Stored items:
PR #979, opened 2026-07-01
Move Python SDK exports to top-level ommx

### LINKED ISSUE #977: Move Python SDK domain classes to top-level ommx namespace
## Background

The protobuf wire format is expected to move away from the current `ommx.v1`
artifact/media-type contract when the new top-level serialization units are
introduced. If the wire format becomes `ommx.v2`, keeping Python SDK domain
classes under `ommx.v1` (for example `ommx.v1.Instance`) becomes misleading:
the Python class namespace would look like a protobuf-package version rather
than the stable SDK domain API.

Current state on `main`:

- PyO3 classes are registered in `ommx._ommx_rust`.
- `python/ommx/src/lib.rs` uses `pyo3_stub_gen::reexport_module_members!` to
  re-export message/domain classes into `ommx.v1`.
- `python/ommx/ommx/v1/__init__.py` is generated and re-exports `Instance`,
  `ParametricInstance`, `Solution`, `SampleSet`, `Function`, `DecisionVariable`,
  constraints, evaluated/sampled rows, and related enums from `ommx._ommx_rust`.
- `python/ommx/ommx/__init__.py` currently exposes only
  `get_default_atol` / `set_default_atol`.
- Adapters, examples, docs, migration guides, and generated stubs widely import
  user-facing classes from `ommx.v1`.
- The Python SDK migration guide is currently maintained as the standalone
  repository-root Markdown file `PYTHON_SDK_MIGRATION_GUIDE.md`, and release
  notes link to that GitHub blob directly.

## Proposed direction

Move the public Python SDK domain API from `ommx.v1` to top-level `ommx`.

Examples:

```python
from ommx import Instance, DecisionVariable, Function, Constraint
from ommx import Solution, SampleSet, State, Samples
```

The `ommx.v1` / future `ommx.v2` naming should be reserved for protobuf wire
format concepts, if exposed at all, rather than for the primary Python modeling
and SDK object model.

`ommx._ommx_rust` should remain binding-internal.

Do not keep `ommx.v1` as a re-export or compatibility alias for the top-level
SDK domain classes. A versioned Python module name should not continue to expose
the current domain object model once the wire format has moved to a new major
version. If practical, keep a minimal `ommx.v1` module that immediately raises
an `ImportError` with a short migration message pointing users to the Python SDK
migration guide; otherwise remove the module entirely.

## Scope

- Update PyO3/stub generation so the main domain classes are re-exported from
  top-level `ommx`.
- Stop generating `ommx.v1` re-exports. Prefer replacing
  `python/ommx/ommx/v1/__init__.py` with a small import-time error that directs
  users to the migration guide, instead of silently aliasing old imports.
- Update adapters and tests to import from `ommx` instead of `ommx.v1`.
- Update Python SDK docs, tutorials, migration guide, release notes, and API
  reference links from `ommx.v1.*` to `ommx.*` where they refer to SDK domain
  classes rather than protobuf wire format.
- Move the Python SDK migration guide into the Sphinx documentation tree and
  use that Sphinx page as the target for the `ommx.v1` import error message.
  The repository-root standalone Markdown should either become a short redirect
  stub or be removed after all links are updated.
- Keep subpackages with distinct responsibilities, such as `ommx.artifact`,
  `ommx.experiment`, `ommx.adapter`, `ommx.testing`, and `ommx.tracing`.
- Ensure generated `.pyi` stubs and `__all__` match the new public surface.

## Open questions

- Can we keep an `ommx.v1` module that raises a clear `ImportError` without
  interfering with packaging, stub generation, and documentation builds?
- Where should the Sphinx-integrated Python migration guide live in the docs
  hierarchy, and do we need separate English/Japanese pages or one canonical
  English page for SDK migration?
- Which names, if any, should remain under versioned modules for explicit
  protobuf/wire-format operations?

## Acceptance criteria

- Users can construct and use the primary SDK objects from top-level `ommx`.
- `from ommx.v1 import Instance` no longer succeeds as a compatibility alias;
  it either raises a migration-focused `ImportError` or the module is absent.
- The Python SDK migration guide is part of the Sphinx docs, and old references
  to `PYTHON_SDK_MIGRATION_GUIDE.md` are updated or intentionally redirected.
- User-facing adapters, examples, and docs no longer teach `from ommx.v1 import ...`
  for domain classes.
- The distinction between Python SDK object namespace and protobuf wire-format
  version is documented.
- `ommx._ommx_rust` remains internal and is not used by adapters or examples.

termoshtt:
Closes #977.

This moves the public Python SDK domain API from `ommx.v1` to top-level `ommx`, keeping `_ommx_rust` as the internal PyO3 extension module. The generated top-level `ommx` package now re-exports the public Rust-backed classes, enums, and ATol helpers, while `ommx.v1` raises an import-time migration error instead of preserving compatibility aliases.

The pyo3-stub-gen setup now generates `ommx/__init__.py` as the public surface, refreshes the stubs and API reference data for top-level `ommx`, and avoids generated RST headings that Git mistakes for conflict markers. Adapters, tests, Pyodide smoke code, and Python utilities now import from top-level `ommx`.

The documentation, migration guide, API index, release notes, and tutorial/user-guide examples have been updated to describe `ommx.v1` as the protobuf wire namespace and top-level `ommx` as the Python SDK import surface.


termoshtt:
@codex review again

- How to complete this task
Nothing but the lines from the one with "hierarchy, and do" to the last line of the data should appear in the answer, each exactly as it stands.

- Exercise solution
  hierarchy, and do we need separate English/Japanese pages or one canonical
  English page for SDK migration?
- Which names, if any, should remain under versioned modules for explicit
  protobuf/wire-format operations?

## Acceptance criteria

- Users can construct and use the primary SDK objects from top-level `ommx`.
- `from ommx.v1 import Instance` no longer succeeds as a compatibility alias;
  it either raises a migration-focused `ImportError` or the module is absent.
- The Python SDK migration guide is part of the Sphinx docs, and old references
  to `PYTHON_SDK_MIGRATION_GUIDE.md` are updated or intentionally redirected.
- User-facing adapters, examples, and docs no longer teach `from ommx.v1 import ...`
  for domain classes.
- The distinction between Python SDK object namespace and protobuf wire-format
  version is documented.
- `ommx._ommx_rust` remains internal and is not used by adapters or examples.

termoshtt:
Closes #977.

This moves the public Python SDK domain API from `ommx.v1` to top-level `ommx`, keeping `_ommx_rust` as the internal PyO3 extension module. The generated top-level `ommx` package now re-exports the public Rust-backed classes, enums, and ATol helpers, while `ommx.v1` raises an import-time migration error instead of preserving compatibility aliases.

The pyo3-stub-gen setup now generates `ommx/__init__.py` as the public surface, refreshes the stubs and API reference data for top-level `ommx`, and avoids generated RST headings that Git mistakes for conflict markers. Adapters, tests, Pyodide smoke code, and Python utilities now import from top-level `ommx`.

The documentation, migration guide, API index, release notes, and tutorial/user-guide examples have been updated to describe `ommx.v1` as the protobuf wire namespace and top-level `ommx` as the Python SDK import surface.


termoshtt:
@codex review again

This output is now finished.